Alors que, blessée par ses paroles, Meryl était sur le point de demander à Béatrice s'il s'agissait vraiment de ses pensées, des cris les interrompirent et aussitôt, un infirmier se précipita dans la salle, suivi d'autres personnes qui faisaient léviter un corps inerte jusqu'à un lit. Meryl regarda. Il s'agissait du soldat qu'elle avait rencontré le premier jour, et il était salement blessé à la tête.
« C'est Jade qui l'a amené là. Il faut agir vite fait. Meryl, on a besoin de toi ! »
A l'appel de son nom, la jeune fille s'avança, le cœur battant, et observa la forme allongée sur le lit d'infirmerie. Le jeune homme semblait paisible. Son visage était d'une pâleur inquiétante et du sang coulait de la plaie qu'il avait à la tête. Sous les injonctions de ses collègues, la jeune fille retint son souffle et apposa une main au-dessus de la blessure.
« Une suffit, je pense » expliqua t-elle, à ses camarades étonnés.
Puis elle ferma les yeux et fit le vide dans son esprit. L'esprit de compassion étant bien présent, il ne fallait pas le chercher, et une chaleur se fit ressentir à travers tout son corps jusqu'à sa main, d'où s'échappait l'énergie bienfaitrice. Meryl ignorait si ce pouvoir lui avait été donné en échange d'une autre chose équivalente, mais autant s'en servir à bon escient. Lorsqu'elle ouvrit les yeux et retira sa main, la plaie avait disparu, mais le jeune homme était toujours inconscient.
« Génial, c'est notre tour maintenant, dit un infirmier, en poussant Meryl sur le côté. Avec un peu de chance on pourra le renvoyer au combat. »
Voyant qu'on n'avait plus besoin d'elle, la jeune fille s'éloigna et rejoignit Béatrice qui, avec les autres, sélectionnait les potions les plus appropriées pour ce genre de blessure.
« Belle performance. Tu es assez unique en ton genre » la complimenta celle-ci, sans tourner la tête.
Meryl fixa le vide. Chaque instant, elle avait hésité à tout avouer à son amie, mais à présent, elle sentait que cela lui serait préjudiciable.
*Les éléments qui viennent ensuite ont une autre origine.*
PR #5948, opened 2017-03-26
Add zypper_repository resource

tas50:
The functionality is the same as that of the zypper cookbook and this includes both property aliases and action aliases to ensure compatibility with cookbooks that used the previous format. The properties are more accurately aligned with the names within the configs. Additionally the cookbook relied on shelling out to zypper to add the repositories, which limits the fields that are available and makes determining / updating state hard. This simplified setup works similar to that of the yum_repository resource, which it's based off. It simply writes out a config to the /etc/zypp/repos.d directory and runs the refresh on that repo if necessary.


tas50:
Tested on openSUSE Leap 42.2

tas50:
Tested on SLES 11 SP4

tas50:
Tested on SLES 12 SP2

```
Recipe: test::default
  * zypper_repository[tim] action create
    * template[/etc/zypp/repos.d/tim.repo] action create
      - create new file /etc/zypp/repos.d/tim.repo
      - update content in file /etc/zypp/repos.d/tim.repo from none to fc1a15
      --- /etc/zypp/repos.d/tim.repo	2017-08-09 22:20:23.862965114 +0000
      +++ /etc/zypp/repos.d/.chef-tim20170809-14990-12ry0tl.repo	2017-08-09 22:20:23.862965114 +0000
      @@ -1 +1,15 @@
      +# This file was generated by Chef
      +# Do NOT modify this file by hand.
      +
      +[tim]
      +type=rpm-md
      +enabled=1
      +autorefresh=1
      +gpgcheck=1
      +baseurl=http://smt-ec2.susecloud.net/repo/SUSE/Products/SLE-Module-Adv-Systems-Management/12/x86_64/product?credentials=SMT-http_smt-ec2_susecloud_net
      +priority=99
      +keeppackages=0
      +mode=0644
      +refresh_cache=1
      +name=some repository
      - change mode from '' to '0644'
    * execute[zypper --non-interactive refresh tim] action run
      - execute zypper --non-interactive refresh tim
    * execute[zypper --non-interactive refresh tim] action nothing (skipped due to action :nothing)
```

lib/chef/provider/zypper_repository.rb
```diff
@@ -0,0 +1,79 @@
...
+require "chef/provider/noop"
+
+class Chef
+  class Provider
+    class ZypperRepository < Chef::Provider
+
+      extend Chef::Mixin::Which
+
+      provides :zypper_repository do
+        which "zypper"
```
coderanger: We really need to address this pattern, we do no caching AFAIK so this will run every time if there is more than one resource. Fine for now, but it's going to add up :(

lib/chef/provider/zypper_repository.rb
```diff
@@ -0,0 +1,79 @@
...
+            source ::File.expand_path("../support/zypper_repo.erb", __FILE__)
+            local true
+          end
+          sensitive new_resource.sensitive
+          variables(config: new_resource)
+          mode new_resource.mode
+          notifies :run, "execute[zypper --non-interactive refresh #{new_resource.repo_name}]", :immediately if new_resource.refresh_cache
+        end
+
+        declare_resource(:execute, "zypper --non-interactive refresh #{new_resource.repo_name}") do
```
coderanger: You can avoid some minor repeating if you move this up above and do `refresh = declare...` and then `notifies :run, refresh, :immediately`.

coderanger: Alternatively you could use `notifies :refresh, new_resource, :immediately` and skip the dup'd code entirely.

lib/chef/provider/zypper_repository.rb
```diff
@@ -0,0 +1,79 @@
...
+          action :nothing
+        end
+      end
+
+      action :delete do
+        declare_resource(:execute, "zypper removerepo #{new_resource.repo_name}") do
```
coderanger: It seems a little weird to involve resources here instead of just using `shell_out*!` directly.

lib/chef/provider/zypper_repository.rb
```diff
@@ -0,0 +1,79 @@
...
+        declare_resource(:execute, "zypper refresh #{new_resource.repo_name}") do
+          only_if "zypper lr #{new_resource.repo_name}"
+        end
+      end
+
+      alias_method :action_add, :action_create
+      alias_method :action_remove, :action_delete
+
+      def template_available?(path)
+        !path.nil? && run_context.has_template_in_cookbook?(new_resource.cookbook_name, path)
```
coderanger: I don't think this is good, if a `source` is given, it shouldn't be silently ignored just because it doesn't exist.

lib/chef/provider/zypper_repository.rb
tas50: As far as package providers go it seems like exposing the data in ohai and consuming it here would probably work

lib/chef/provider/zypper_repository.rb
tas50: That's straight out of the yum_repository provider

lib/chef/provider/zypper_repository.rb
coderanger: Or just work out a shared cache like we do for detecting which service tools are installed.

lib/chef/provider/zypper_repository.rb
tas50: It seemed like the easiest way to handle notification and the if statement that has to occur. I could double shell out there, but that seems a bit more complex than just letting the core resources do what they do best

coderanger: That's fair, the main risk factor here is the use of string execution instead of array, but probably low impact in this particular case. If you wanted to be extra fancy you could `Shellwords.escape` the repo name everywhere.

lib/chef/provider/zypper_repository.rb
coderanger: Sigh, a fight for another day then :)

tas50:
With spaces:

```
  * zypper_repository[spaces are evil] action create
    * template[/etc/zypp/repos.d/spaces\ are\ evil.repo] action create
      - create new file /etc/zypp/repos.d/spaces\ are\ evil.repo
      - update content in file /etc/zypp/repos.d/spaces\ are\ evil.repo from none to 3158ca
      --- /etc/zypp/repos.d/spaces\ are\ evil.repo	2017-08-09 23:21:05.870965114 +0000
      +++ /etc/zypp/repos.d/.chef-spaces\ are\ evil20170809-16321-ofwr17.repo	2017-08-09 23:21:05.870965114 +0000
      @@ -1 +1,15 @@
      +# This file was generated by Chef
      +# Do NOT modify this file by hand.
      +
      +[spaces are evil]
      +type=rpm-md
      +enabled=1
      +autorefresh=1
      +gpgcheck=1
      +baseurl=http://smt-ec2.susecloud.net/repo/SUSE/Products/SLE-Module-Adv-Systems-Management/12/x86_64/product?credentials=SMT-http_smt-ec2_susecloud_net
      +priority=99
      +keeppackages=0
      +mode=0644
      +refresh_cache=1
      +name=some repository
      - change mode from '' to '0644'
    * zypper_repository[spaces are evil] action refresh
      * execute[zypper refresh spaces\ are\ evil] action run
        - execute zypper refresh spaces\ are\ evil
```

Les blessés venaient, encore et toujours, et la tâche devenait plus rude. Meryl guérissait jusqu'à l'épuisement, et manquait s'évanouir après chaque passage à l'acte. Elle sentait que ce pouvoir la rongeait et lui drainait son énergie, mais elle n'osait pas le dire. Elle voulait toujours aider un peu plus. Grâce à elle, les soldats guéris revenaient au combat plus en forme que jamais. Son pouvoir leur procurait une autre force.
Enfin, alors qu'à l'intérieur les soigneurs ignoraient totalement ce qu'il se déroulait dans le monde extérieur, la porte s'ouvrit sur Jade qui cria à l'assemblée réunie.
« Ils font exploser les bâtiments. Il faut évacuer d'ici, il s'agit de leur prochaine cible. »
Chacun était paniqué. L'infirmerie avait résisté à bien des assauts. Ce n'était jamais la cible privilégiée des Rebelles. Mais là, la chose était grave : détruire un tel lieu, c'était couper la circulation et anéantir toutes les chances de ravitailler l'armée. Il fallait empêcher cela à tout prix.
« Mais alors, il faut protéger cet endroit ! dit Cora, ayant pâli à l'annonce.
-Je ne pense pas que même avec ça on va parvenir à le garder sauf. Il faut prendre tout ce qu'on a avec nous et fuir les lieux. Vous voulez que la moitié de l'équipe meure ?
-D'accord, murmura doucement Cora. Dans ce cas, embarquez tout le matériel et les malades. Il faut trouver un autre endroit plus sûr.
-Mais ce bâtiment est protégé par des sortilèges, non ?
-J'ai vu des dortoirs tomber en miettes, figure-toi, grinça Jade, en fixant l'infirmier qui avait prononcé ces paroles. Ces gens ont eu l'occasion de tester l'efficacité de ces sorts la dernière fois et sûrement qu'ils ont élaboré un moyen de les contrer. Allez, vite ! »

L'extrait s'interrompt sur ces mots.